La Jornada miércoles 31 de diciembre de 1997

Luis Linares Zapata
Descobijados

Con la detención de los inculpados directos en la matanza de Acteal quedaron al descubierto temibles realidades que, de varias maneras, la versión oficial quiso mantener en la oscuridad. La existencia de grupos civiles armados, o de paramilitares, como los califica una visión diferente, tocó de pronto la luz pública y, por tanto, el reconocimiento formal se hizo inevitable. Hasta antes de las atrocidades inenarrables del 22 de diciembre, tales grupos eran sólo abundantes referencias en estudios interesados, relatos de periodistas ideologizados, actos difamatorios del EZLN o la mala fe de algunos observadores alarmistas, como se dio por llamárseles en la jerga del oficialismo. Simplemente no se señalaba, con tal figura (paramilitares, guardias blancas), una temible y dislocadora manera con la que se defienden intereses precisos en la misma base y los contornos de la acelerada descomposición que padece Chiapas en su vida organizada.

Una vez que tales cuerpos de represores y asesinos entrenados, pretendidamente para la autodefensa ante el avance de las llamadas bases zapatistas, se presentan en relieve y de cara completa ante la atónita, ultrajada e indignada ciudadanía, se desata una cadena de sucesos interconectados que son fáciles de apreciar. Las implicaciones de un hecho de tal magnitud no se extinguirán con la simple remoción de funcionarios afectados y obligarán a meditar el proceso decisorio entero que los acomoda, explica y hace posible. Es decir, se tendrá que enjuiciar también la estrategia --si la hay-- y la táctica para enfrentar el problema y conflicto chiapaneco desde una perspectiva amplia, aceptable y justa para todos los actores y no sólo para el gobierno y su muy escasa base de sustentación en ese estado.

Los paramilitares eran una ominosa certeza para aquellos que les temían, fatal consecuencia para los que cayeron acribillados por su alevosa ferocidad y un sujeto de denuncia y hasta de estudio y localización pormenorizada por académicos, por los críticos, los clérigos que inevitablemente se los topan en su diario trajinar por esas tierras y simples observadores que por ahí osaban pasar. Sólo en la versión oficial no se podían admitir tales materializaciones de una manera soterrada de hacer la guerra, una guerra por demás sucia y injusta con el pueblo. El riesgo de aceptarlos era grande y el proceso siguiente sólo parará en las páginas de nuestra historia reciente. La admisión oficial califica entonces al gobierno local, en este caso a los munícipes donde pululan y desarrollan sus tareas sangrientas, de cabildos criminales. El Estado siciliano viene a la mente, como también acuden a la memoria de los horrores las milicias y bandas de los actuales Balcanes.

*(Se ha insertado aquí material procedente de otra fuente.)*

PR #761, opened 2022-04-26
Added Name Collector module

papejik:


build.gradle
```diff
@@ -88,7 +88,6 @@ dependencies {
     modRuntimeOnly "com.terraformersmc:modmenu:${project.mod_menu_version}"
 
     // CaffeineMC optimization mods
-    modRuntime "com.github.CaffeineMC:sodium-fabric:${project.sodium_version}"
```
superblaubeere27: Why was sodium removed from debug runtime?

src/main/kotlin/net/ccbluex/liquidbounce/features/module/modules/exploit/ModuleNameCollector.kt
```diff
@@ -0,0 +1,69 @@
...
+    }
+
+    enum class Mode(override val choiceName: String) : NamedChoice {
+        OVERWRITE_FILE("Overwrite file"),
+        APPEND_FILE("Append file")
+    }
+
+    override fun enable() {
+        if (mc.player != null && mc.world != null) {
+            val players = mc.player!!.world!!.players.map { it.name.asString() }.joinToString("\n")
```
superblaubeere27: You can also use `player` instead of `mc.player`

superblaubeere27 (changes requested):
Except for some minor problems, this looks about fine. I am not sure though if this module is relevant enough for mainline LiquidBounce

build.gradle
papejik: I don’t know why, but the build is failing because of it, it seems to be not used anywhere, I decided to delete it

src/main/kotlin/net/ccbluex/liquidbounce/features/module/modules/exploit/ModuleNameCollector.kt
```diff
@@ -0,0 +1,69 @@
...
+ *
+ * Collects all player names to the file
+ */
+object ModuleNameCollector : Module("NameCollector", Category.EXPLOIT) {
+
+    private val outputFilePath by text("Output", "${ConfigSystem.rootFolder.path}\\NameCollectorOutput.txt")
+    private val mode by enumChoice("Mode", Mode.OVERWRITE_FILE, Mode.values())
+
+    private val file = File(
+        outputFilePath
```
1zun4secondary: This will not work when changing the output file path. It is only initizilized once, but will not update after this.

1zun4secondary:
I actually also think Name Collector should not be a module, but a command. A command allows for more configuration and this only needs to be run once anyway.

1zun4secondary:
> I actually also think Name Collector should not be a module, but a command. A command allows for more configuration and this only needs to be run once anyway.

I will merge this Pull Request, but modify it into a command afterwards at some point.

PR #785, opened 2022-06-11
Make gradlew executable

sus-impost0r:
﻿This allows for easier building on unix-like systems.


BobIsMyManager:
@sus-impost0r check ur email

PR #795, opened 2022-06-21
NEXTGEN: Improved Trigger module.

### LINKED ISSUE #503: [FEATURE] Better Trigger
**Describe your feature request.**
When using shields with the current trigger, it hits the person and then puts the shield down which triggers anticheats. Would be better if there was more customization for trigger or if it put the shield down before hitting

**Additional context**
Customization ideas:
Shields/food option (ignore, stop, after) ignore hits them while eating/holding shield. stop stops eating and then hits. after waits for the user to finish eating.

Delay: How long it should wait before hitting.

Only when held: This disables block breaking and activates trigger whenever user holds mouse

Weapon: Sword, axes, both, any

Hit chance: 0-100%

ghost:
* Closes #503.

I could make it react a bit faster using the `GameRenderEvent` event, but for some reason it gets detected.


ghost:
> it gets detected.

By which anticheats?

PR #810, opened 2022-07-16
Sprint: Add legit sprinting

Layerex:


Layerex:
What magic with sprinting is happening in `MixinEntityPlayerSP.java` (in `onLivingUpdate`)?

src/main/java/net/ccbluex/liquidbounce/features/module/modules/movement/Sprint.java
```diff
@@ -14,10 +15,39 @@
...
 import net.ccbluex.liquidbounce.value.BoolValue;
+import net.ccbluex.liquidbounce.value.ListValue;
+import net.minecraft.client.settings.KeyBinding;
 import net.minecraft.potion.Potion;
 
 @ModuleInfo(name = "Sprint", description = "Automatically sprints all the time.", category = ModuleCategory.MOVEMENT)
 public class Sprint extends Module {
+    public final ListValue modeValue = new ListValue("Mode", new String[] {"Legit", "Vanilla"}, "Vanilla") {
+        protected void setSupported(final String value) {
+            if (value.toLowerCase() == "legit") {
```
1zun4secondary: Please do not compare strings with == in Java! Never ever do this. Use .equals and especially rather use .equalsIgnoreCase instead of .toLowerCase() to compare the String case-insensetive.

PR #812, opened 2022-07-20
Allow selecting targets for modules individually

Layerex:
Has branch from #810 merged into.

### TODO:
- [ ] Proper JSON encoding in MultiListValue


1zun4:
I am sorry but this makes thing much more complicated.

Layerex:
> Proper JSON encoding in MultiListValue

I don't know how to do this elegantly. Maybe just leave it the way it is?

PR #820, opened 2022-08-21
build failed

randomguy3725:
build failed


ghost:
> build failed

it crashed when just loading (because of icon utils), but even after this, it crashes when connecting to another server

PR #824, opened 2022-08-29
NEXTGEN: SimulateInventory not required anymore on 1.18+

ghost:
Removed the `simulateInventory` option from InventoryConstraints, as the majority of its usages were this:

 `network.sendPacket(ClientCommandC2SPacket(player, ClientCommandC2SPacket.Mode.OPEN_INVENTORY))`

Pero un cabildo no puede maniobrar aislado con semejante impunidad. Una sombrilla protectora debe ser levantada sobre ellos para darles soporte económico, conocimientos prácticos, utilidad política y sentido militar malévolo. No es concebible que en un estado como Chiapas, por completo ocupado por el Ejército (con sus miles de efectivos) y los vastos conjuntos policiacos de toda índole, incluyendo los servicios de información federales, se desconozcan no sólo el modus operandi, sino el nombre y apellidos de cada uno de los integrantes, el tipo de armamento, sus recursos financieros, la escalera de mandos y los lugares de sus prácticas y rutinas de entrenamiento. Simplemente los soslayaban del ámbito público por obedecer a motivos ulteriores y porque su clandestinidad era cómoda y la resultante de una concepción del problema chiapaneco y de las soluciones planteadas para éste.

Con los paramilitares están conectados, de manera orgánica e inevitable, los cuerpos de seguridad del Estado, así como éstos lo están con el Ejército, la élite local y la burocracia estatal. Pero la vertiente política exige, además, exponer las cadenas partidarias y sus coaliciones de apoyo que les acerquen brazos desocupados, manos ansiosas y dedos de gatilleros. Para mostrar voluntad verdadera, el gobierno federal debe admitir sus errores, castigar a sus partes que mayor contaminación sufrieron, rectificar sus tácticas a la luz de una visión humana y honesta para buscar, con sencillez y ánimo justiciero, las salidas que allí han estado aguardando desde el inicio del conflicto o desde hace ya muchos, innumerables años de angustias y penas de los indios chiapanecos.